Use the get_document rake task

A rake task exists to provide a convenient way for a developer to quickly check if a document is present in the data store. The rake task pretty prints the json_data of the document.

$ kubectl -n apps exec -it deploy/search-admin -- bundle exec rake document:get_document[<content_id>]

If you need the full document, rather than just the json_data, you should call the get document endpoint instead of using this rake task.

Call the get document endpoint

You can get a document’s JSON representation from the datastore using the projects.locations.collections.dataStores.branches.documents.get endpoint (replace <content_id> at the end with the UUID-format GOV.UK content ID):

curl -sH "Authorization: Bearer $(gcloud auth print-access-token)" \
-H "Content-Type: application/json" \
-H "X-Goog-User-Project: search-api-v2-production" \
"https://discoveryengine.googleapis.com/v1/projects/search-api-v2-production/locations/global/collections/default_collection/dataStores/govuk_content/branches/default_branch/documents/<content_id>"
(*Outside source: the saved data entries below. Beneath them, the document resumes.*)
PR #1909, opened 2023-05-12
Fix release process

brianstrauch:
What
----
* Now that the first two steps of the release have moved to Semaphore, the tag-release target needs to refer to the correct repository.
* Fix Docker build/manifest
* Add release notes in `make publish-docs` step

This can be useful for example to check whether a document has been synchronised at all.

Consider piping through JQ to extract information from the response:

curl  | jq -r ".jsonData | fromjson" (to get the documents metadata)
curl   | jq -r ".content.rawBytes" | base64 -d (to get the documents unstructured body content)
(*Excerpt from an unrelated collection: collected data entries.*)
PR #1910, opened 2023-05-12
[RCCA-12451] Delay decrypting context from Load() to prerunner

MuweiHe:
Release Notes
-------------

Breaking Changes
- PLACEHOLDER

New Features
- PLACEHOLDER

Bug Fixes
- Fix decryption error when running non-authenticated commands

Checklist
---------
   * yes: ok

What
----

customer reported getting decryption (cipher) error when running `confluent update`, which is not an authenticated command. Loading config is being called at the very beginning of executing a command, and decrypting tokens there is unnecessary for anonymous commands like `update`. Delayed into prerunners to avoid potential issues.

References
----------

https://confluentinc.atlassian.net/browse/RCCA-12541

Test & Review
-------------

Open Questions / Follow-ups
---------------------------


internal/pkg/config/v1/mock.go
```diff
@@ -114,7 +114,7 @@ func APICredentialConfigMock() *Config {
 
 func UnauthenticatedCloudConfigMock() *Config {
 	c := AuthenticatedCloudConfigMock()
-	c.Contexts = nil
+	c.CurrentContext = ""
```
MuweiHe, line 117: logging out doesn't delete all contexts. setting it to nil will cause contexts mapping error.

internal/pkg/cmd/prerunner.go
```diff
@@ -233,6 +232,9 @@ func IsFlagRequired(flag *pflag.Flag) bool {
 // Authenticated provides PreRun operations for commands that require a logged-in Confluent Cloud user.
 func (r *PreRun) Authenticated(command *AuthenticatedCLICommand) func(*cobra.Command, []string) error {
 	return func(cmd *cobra.Command, args []string) error {
+		if err := r.Config.DecryptContextStates(); err != nil {
```
MuweiHe, line 235: added this step for other prerunner operations except anonymous ones.

internal/pkg/config/v1/config.go
```diff
@@ -133,6 +133,24 @@ func New() *Config {
 	}
 }
 
+func (c *Config) DecryptContextStates() error {
+	for _, context := range c.Contexts {
```
brianstrauch, line 137: Don't we only want to decrypt the tokens for the current state? There should be no need to decrypt tokens for a state we're not using.

internal/pkg/config/v1/config.go
```diff
@@ -259,14 +267,18 @@ func (c *Config) encryptContextStateTokens(tempAuthToken, tempAuthRefreshToken s
 		c.Context().GetState().Salt = salt
 		c.Context().GetState().Nonce = nonce
 	}
-	if tempAuthToken != "" {
+
+	reg1 := regexp.MustCompile(authTokenRegex)
+	if tempAuthToken != "" && reg1.MatchString(tempAuthToken) {
```
MuweiHe, line 272: avoid encrypting already encrypted tokens

internal/pkg/config/v1/config.go
```diff
@@ -134,7 +135,8 @@ func New() *Config {
 }
 
 func (c *Config) DecryptContextStates() error {
-	for _, context := range c.Contexts {
+	if c.CurrentContext != "" {
+		context := c.Contexts[c.CurrentContext]
```
brianstrauch, line 139: This should be equivalent!
```suggestion
		context := c.Context()
```

internal/pkg/config/v1/config.go
MuweiHe: you're right. Changed to only decrypt for current context!

internal/pkg/cmd/prerunner.go
```diff
@@ -289,6 +291,10 @@ func (r *PreRun) Authenticated(command *AuthenticatedCLICommand) func(*cobra.Com
 
 func (r *PreRun) ParseFlagsIntoContext(command *AuthenticatedCLICommand) func(*cobra.Command, []string) error {
 	return func(cmd *cobra.Command, args []string) error {
+		if err := r.Config.DecryptContextStates(); err != nil {
```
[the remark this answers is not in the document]
MuweiHe: good catch. I'll remove those redundant calls!

internal/pkg/cmd/prerunner.go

Delete a document from the datastore

A rake task exists for dire emergencies where a piece of content has not been correctly deleted from the datastore via the normal channels. This can happen when someone deletes a document directly from the Publishing API database without firing the callbacks that trigger a message queue unpublish message.

$ kubectl -n apps exec -it deploy/search-admin -- bundle exec rake document:delete_document[<content_id>]

You can search the engine as follows (replace the POST data with appropriate parameters):

curl -XPOST \
-H "Authorization: Bearer $(gcloud auth print-access-token)" \
-H "Content-Type: application/json" \
-H "X-Goog-User-Project: search-api-v2-production" \
"https://discoveryengine.googleapis.com/v1alpha/projects/search-api-v2-production/locations/global/collections/default_collection/engines/govuk_global/servingConfigs/default:search" \
-d '{ "query": "hello", "filter": "document_type: ANY(\"html_publication\")" }'

This may help you debug misbehaving queries, and allow you to get an attribution token if Google support requests one.